Analyst Implies China Should Legalise Online Gambling Amid Coronavirus Crisis

Analyst Implies China Should Legalise Online Gambling Amid Coronavirus Crisis

An equity research analyst and former board member of a major casino corporation in Macau has today implied that China should legalise online gambling amid the coronavirus crisis, which has rocked the gambling industry in Macau.

The coronavirus, which originated in the Chinese city of Wuhan, has sent China and surrounding regions in to chaos during the Chinese Lunar New Year – typically one of the busiest events on the calendar for casino establishments.

However, due to the restricted measures and fear of contracting the disease, visitors to the Asian gambling capital of Macau are down almost seventy percent compared with the same period last year.

It is reported that, according to recent observations by an equity research analyst; residents in China and Macau are looking elsewhere to play casino games including engaging in illegal online gambling and the Philippines.

In light of the crisis and decline in both casino corporation share prices and visitor numbers, the analyst said:

“Daily online gambling is up 90% over the Lunar New Year holiday compared to last year. That’s an unbelievable number, and it raises the issue of should land-based operators be converging around the world with online operators. That’s really the growing trend.”

Ader continued to expand on his comments:

“The online operators and Philippines licensees are picking up most of these players. I think it’s a wake-up call, not just in Asia but in the U.S.”

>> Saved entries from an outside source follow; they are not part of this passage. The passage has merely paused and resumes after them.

PR #1307, opened 2022-10-17
Remove use of output group maps

brentleyjones:
Output group maps were a hack used to ensure that all intermediate files we needed were downloaded when using Build without the Bytes. With Bazel 5.3, we now have `--experimental_remote_download_regex`, which allows us to download intermediate files matching a given regex. That, plus adjustment to our output groups, ensure that we continue to download the same files.

Why do we want to make this change now though? There are a couple downsides to using output group maps:

- All downloads happen at the end of the build instead of in the middle
- Bazel can run into memory or thread issues with the way that the output maps download everything at once
- They require the use of the "top level cache buster", which is a file we modified every build. This required some nasty hacks to handle in the general case, but more importantly, it caused re-evaluation of the `xcodeproj` implementation function each build, which could take many seconds for larger projects


xcodeproj/internal/xcodeproj.template.bazelrc
```diff
@@ -15,6 +15,9 @@ build:rules_xcodeproj --experimental_action_cache_store_output_metadata
 # Xcode builds shouldn't mess with the workspace's symlinks
 build:rules_xcodeproj --experimental_convenience_symlinks=ignore
 
+# Ensure all our intermediate files are downloaded with BwtB
+build:rules_xcodeproj --experimental_remote_download_regex=.*\\.indexstore/.*|.*\\.swiftdoc$|.*\\.swiftmodule$|.*\\.swiftsourceinfo$
```
thii, line 19: Is there a way to filter this for just the target platform? I think this would also force downloading of Swift tools' swiftmodules etc. (though I don't think it would make any significant difference)

brentleyjones: I'll look into that :+1:

xcodeproj/internal/bazel_integration_files/bazel_build.sh
```diff
@@ -152,31 +146,28 @@ touch "$build_marker"
...
-    echo "error: If your bazel version is less than 5.2, you may need to" \
-"\`bazel clean\` and/or \`bazel shutdown\` to work around a bug in project" \
-"generation." >&2
-    echo "error: If you are still getting this error after all of that," \
-"please file a bug report here:" \
+  if [[ ! -f "$filelist" ]]; then
+    echo "error: Bazel didn't create the indexstore filelist (\"$filelist\")." \
+"Please regenerate the project to fix this." >&2
+    echo "error: If you are still getting this error after regenerating your" \
+"project, please file a bug report here:" \
```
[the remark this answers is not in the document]
brentleyjones: I'll make it a single error.

xcodeproj/internal/filelists.bzl
```diff
@@ -0,0 +1,46 @@
...
+        command = """
+if [[ $OSTYPE == darwin* ]]; then
+  cp -c \"$1\" \"$2\"
+else
+  cp \"$1\" \"$2\"
+fi
+""",
+        arguments = [
+            args,
+            output.path,
```
thii, line 24: Probably overkill but we could also put `output` in another `Args` object.

brentleyjones: I don't see the benefit. The existing `Args` object is used in order to get the `.params` file from it, and to prevent expanding the `files` `Depset`. `output` on the other-hand doesn't have that issue, and putting it in an `Args` object just to get unwrapped will be unnecessary overhead, right?

brentleyjones: Ahh, so it reduces memory usage, for when this action isn't run. I didn't think of that. I'll make that change.

thii (approved):

BalestraPatrick (approved):
Works in our testing!

brentleyjones:
If we notice any BwtB issues after merging, we still have time before the 0.10.0 release to fix them.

Analyst Jason Ader is a former board member of Las Vegas Sands Corporation, which operates more than five establishments through its subsidiary ‘Sands China’ in Macau including Sands Cotai Central and The Parisian Macao.

Ader added:

“In Asia all this is lost business and tax revenue. Legalize it, tax it, allow the Macau licensees to participate”.

Reportedly, there has now been a total of seven confirmed cases of coronavirus in the Chinese special administrative region.

With numbers of visitors and casino goers at worrying levels, Jason Ader said:

“We’re right at the precipice of where they wonder if it is worth staying open. But the mentality in the casino industry is 24/7 you stay open, the goal of operators is to stay open.”